### What the exercise asks:
Check every line of the data for the string "MappedHandleAllowedAgent" and copy the ones that have it.

### Data supplied:
PR #7892, opened 2026-06-26
feat(rocr): AILIROCR-13 Vmem host memory support

pghoshamd:
## Motivation

JIRA ID: AILIROCR-13 
Rocr virtual memory APIs currently only work with GPU agents. Extend them to also work with host memory. 

## JIRA ID

Resolves: AILIROCR-13

## Submission Checklist


projects/rocr-runtime/runtime/hsa-runtime/core/driver/kfd/amd_kfd_driver.cpp
```diff
@@ -618,12 +613,24 @@ hsa_status_t KfdDriver::Unmap(const core::DriverMemoryHandle& handle, void *mem,
...
+  Use the first available GPU agent. */
+  core::Agent* import_agent = const_cast<core::Agent*>(&agent);
+  if (agent.device_type() == core::Agent::DeviceType::kAmdCpuDevice) {
+    const auto& gpus = core::Runtime::runtime_singleton_->gpu_agents();
+    if (gpus.empty()) return HSA_STATUS_ERROR_OUT_OF_RESOURCES;
+    import_agent = gpus.front();
+  }
+
+  if (import_agent_used) *import_agent_used = import_agent;
+
```
ypapadop-amd: Can we handle this before this function is called? I.e., detect it's a CPU agent and then pick the first GPU agent?

We won't have to have the additional argument and touch any of the drivers.

projects/rocr-runtime/runtime/hsa-runtime/core/runtime/runtime.cpp
```diff
@@ -3889,13 +3889,18 @@ hsa_status_t Runtime::VMemoryHandleCreate(const MemoryRegion* region, size_t siz
     uint64_t offset;
     core::DriverMemoryHandle driver_handle = {};
     auto agentOwner = region->owner();
-    auto ret = agentOwner->driver().CreateShareableHandle(nullptr, mem, size, *agentOwner, &driver_handle, &offset);
+    core::Agent* drm_agent = nullptr;
+
```
ypapadop-amd, line 3889: Following up from the previous comment,
```
if (agentOwner == CpuAgent)
  drm_owner = first-gpu-agent
  drm_owner->driver().CreateShareableHandle(...);
  ...
```

projects/rocr-runtime/runtime/hsa-runtime/core/runtime/runtime.cpp
```diff
@@ -4028,10 +4033,21 @@ Runtime::MappedHandleAllowedAgent::MappedHandleAllowedAgent(
...
+  if (targetAgent->device_type() == core::Agent::DeviceType::kAmdCpuDevice) {
+    return;
+  }
 
   MemoryHandle *memHandle = mappedHandle->mem_handle;
 
+  /* Avoid creating multiple amdgpu bos in the same gpu agent that was used 
+  for drm import of host memory during the creation of a shareable_handle */
+  if (memHandle->agentOwner()->device_type() == core::Agent::DeviceType::kAmdCpuDevice &&
+      memHandle->drm_owner && memHandle->drm_owner == targetAgent) {
```
ypapadop-amd: Isn't `memHandle->agentOwner()->device_type() == core::Agent::DeviceType::kAmdCpuDevice` the definite property that causes the different code path? Maybe we don't need to check the other conditions.

projects/rocr-runtime/runtime/hsa-runtime/core/runtime/runtime.cpp
```diff
@@ -4056,20 +4072,24 @@ Runtime::MappedHandleAllowedAgent::~MappedHandleAllowedAgent() {
...
+    }
   }
 }
 
 hsa_status_t Runtime::MappedHandleAllowedAgent::EnableAccess(hsa_access_permission_t perms) {
   if (targetAgent->device_type() == core::Agent::DeviceType::kAmdCpuDevice) {
     if (core::Runtime::runtime_singleton_->thunkLoader()->IsWslDxg()) return HSA_STATUS_ERROR;
 
-    auto agentOwner = mappedHandle->mem_handle->agentOwner();
+    core::Agent* agent = mappedHandle->mem_handle->drm_owner
```
ypapadop-amd: This ternary is used in multiple places. It'll be easier to understand the logic if it's a new member function of the MemoryHandle.

ypapadop-amd (changes requested):

projects/rocr-runtime/libhsakmt/src/fmm.c
```diff
@@ -2154,7 +2154,17 @@ static void *fmm_allocate_host_gpu(HsaKFDContext *ctx,
...
 
+		if (mflags.ui32.NoAddress) {
+			aperture = &fmm_ctx->mem_handle_aperture;
+		}
+
 		if (mem && mflags.ui32.HostAccess) {
+			/* We do not need to map to cpu for GTT system memory 
+			that has been allocated from mem_handle_aperture */
+			if (mflags.ui32.NoAddress) {
+				return mem;
```
cfreeamd: Early return mem skips vm_obj book-keeping.

The new host NoAddress path returns immediately after __fmm_allocate_device, skipping the vm_obj->mflags /node_id population that the reference device-memory NoAddress path (lines ~1838-1900) sets before falling through. The DMABUF/IPC export path later reads obj->mflags.Value and obj->node_id, so a host memory-only allocation gets exported with uninitialized/zeroed metadata — corrupting the host interprocess export flow that VirtMemory_Interprocess_HostPool_Test exercises. 

Fix:  Remove the if-stmt and return above and add it to the mapping below (2158-2165), like:

>   if (mem && mflags.ui32.HostAccess) {
>       /* GTT system memory from mem_handle_aperture has no VA, so skip CPU mapping */
>       if (!mflags.ui32.NoAddress) {
>           void *ret = fmm_map_to_cpu(mem, MemorySizeInBytes,
>                                      mflags.ui32.HostAccess,
>                                      gpu_drm_fd, mmap_offset);
>           if (ret == MAP_FAILED) {
>               __fmm_release(ctx, vm_obj, aperture);
>               return NULL;
>           }
>       }

cfreeamd (commented):
You will need to update rocrtst/config/platform_config.yaml. It still references the (old) renamed test. It should use the new names.

projects/rocr-runtime/runtime/hsa-runtime/core/runtime/runtime.cpp
pghoshamd: This check is for a situation when user tries to `hsa_amd_vmem_set_access(gpu_agent)` on the same gpu_agent that we internally used for DRM import. Without this, the first available GPU agent would end up with 2 DRM BO's. 

If we remove `memHandle->drm_owner && memHandle->drm_owner == targetAgent`, all GPU agents would try to reuse the same driver_handle when accessing host memory, instead of just the one GPU that created it. Each GPU needs its own import (except the drm_owner), so this would be incorrect.

projects/rocr-runtime/runtime/hsa-runtime/core/inc/runtime.h
```diff
@@ -1032,13 +1032,22 @@ class Runtime {
 
     __forceinline core::Agent* agentOwner() const { return region->owner(); }
 
+    /** 
+     * @brief For host owned memory, resolve to the GPU agent that imported the memory. 
+     * For device owned memory, return the GPU agent that owns the memory.
```
ypapadop-amd:
```suggestion
     * For device owned memory, return the agent that owns the memory.
```

projects/rocr-runtime/runtime/hsa-runtime/core/runtime/runtime.cpp
```diff
@@ -4114,15 +4159,15 @@ Runtime::MappedHandle::MappedHandle(MemoryHandle *mem_handle, AddressHandle *add
      * need this in the process that owns this memory allocation.
      */
     auto cpu_agent = agentOwner()->GetNearestCpuAgent();
-    auto agentPermsIt = allowed_agents.emplace(std::piecewise_construct,
-                        std::forward_as_tuple(cpu_agent),
-                        std::forward_as_tuple(this, cpu_agent, va,
-                                              size, HSA_ACCESS_PERMISSION_NONE))
-                        .first;
+      auto agentPermsIt = allowed_agents.emplace(std::piecewise_construct,
```
ypapadop-amd: Something happened with formatting here. Maybe run the format script?

ypapadop-amd (approved):
LGTM, but I'd wait for review from another owner too.

projects/rocr-runtime/runtime/hsa-runtime/core/inc/runtime.h
```diff
@@ -1032,13 +1032,22 @@ class Runtime {
 
     __forceinline core::Agent* agentOwner() const { return region->owner(); }
 
+    /** 
+     * @brief For host owned memory, resolve to the GPU agent that imported the memory. 
+     * For device owned memory, return the agent that owns the memory.
+     */
+    __forceinline core::Agent* GetDrmAgent() const {
```
ypapadop-amd: Maybe `drmAgent()` to match the style of `agentOwner()` above?

projects/rocr-runtime/runtime/hsa-runtime/core/runtime/amd_cpu_agent.cpp
```diff
@@ -428,6 +428,18 @@ hsa_status_t CpuAgent::GetInfo(hsa_agent_info_t attribute, void* value) const {
...
+    case HSA_AMD_AGENT_INFO_HOST_ALLOC_DMABUF_SUPPORTED: {
+      /* CPU agents support host memory DMA-BUF allocations if:
+        - Virtual memory APIs are supported
+        - At least one GPU agent exists (needed for drm ops) */
+      bool supported = false;
+      if (core::Runtime::runtime_singleton_->VirtualMemApiSupported()) {
+        const auto& gpus = core::Runtime::runtime_singleton_->gpu_agents();
+        supported = !gpus.empty();
+      }
+      *((bool*)value) = supported;
```
ypapadop-amd:
```suggestion
      *static_cast<bool*>(value) = supported;
```

projects/rocr-runtime/runtime/hsa-runtime/core/runtime/amd_gpu_agent.cpp
```diff
@@ -2576,6 +2576,10 @@ hsa_status_t GpuAgent::GetInfo(hsa_agent_info_t attribute, void* value) const {
         *((uint32_t*)value) = 0;
       }
       break;
+    case HSA_AMD_AGENT_INFO_HOST_ALLOC_DMABUF_SUPPORTED:                                                                                                                                        
+      // GPU agents can participate in host memory DMA-BUF export if the system supports virtual memory APIs                                                                                                                                         
+      *((bool*)value) = core::Runtime::runtime_singleton_->VirtualMemApiSupported();
```
ypapadop-amd:
```suggestion
      *static_cast<bool*>(value) = core::Runtime::runtime_singleton_->VirtualMemApiSupported();                                                                                           
```

projects/rocr-runtime/runtime/hsa-runtime/core/inc/runtime.h
```diff
@@ -1032,13 +1032,22 @@ class Runtime {
...
+    }
+
     const MemoryRegion* region;
     int ref_count;
     int use_count;
     DriverMemoryHandle driver_handle;  // handle returned by Driver::Allocate(NoAddress = 1)
     bool imported; // True if this BO was imported from another process
     bool is_fabric_handle;
     MemoryRegion::AllocateFlags alloc_flag;
+    core::Agent* drm_owner; // Gpu agent used for import of host memory, NULL for device memory
```
ypapadop-amd: I think that if we say for device memory, `drm_owner = agentOwner()`, this would simplify the logic below: we never have to check if it's `nullptr`, we always get `drm_owner` and if we ever need to determine if it's device or host memory, we can check if `agentOwner() == drm_owner`.

cfreeamd (approved):

projects/rocr-runtime/runtime/hsa-runtime/inc/hsa_ext_amd.h
```diff
@@ -969,6 +970,12 @@ typedef enum hsa_amd_agent_info_s {
    * Returns uint32_t. Zero if the device does not support dynamic data prefetch.
    */
   HSA_AMD_AGENT_INFO_MAX_DATA_PREFETCH_REGIONS = 0xA123,
+  /**
+   * Queries whether the agent supports allocating host memory that can be
```
cfreeamd: Is this description correct? Is this really supporting allocation of host memory from GPU agents, or is it really meant to say, this agent supports access to host-allocated memory? I'm asking because I'm not sure, but if I had to guess, I would say the latter.

projects/rocr-runtime/runtime/hsa-runtime/core/runtime/amd_gpu_agent.cpp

### Written answer:
@@ -4028,10 +4033,21 @@ Runtime::MappedHandleAllowedAgent::MappedHandleAllowedAgent(
@@ -4056,20 +4072,24 @@ Runtime::MappedHandleAllowedAgent::~MappedHandleAllowedAgent() {
 hsa_status_t Runtime::MappedHandleAllowedAgent::EnableAccess(hsa_access_permission_t perms) {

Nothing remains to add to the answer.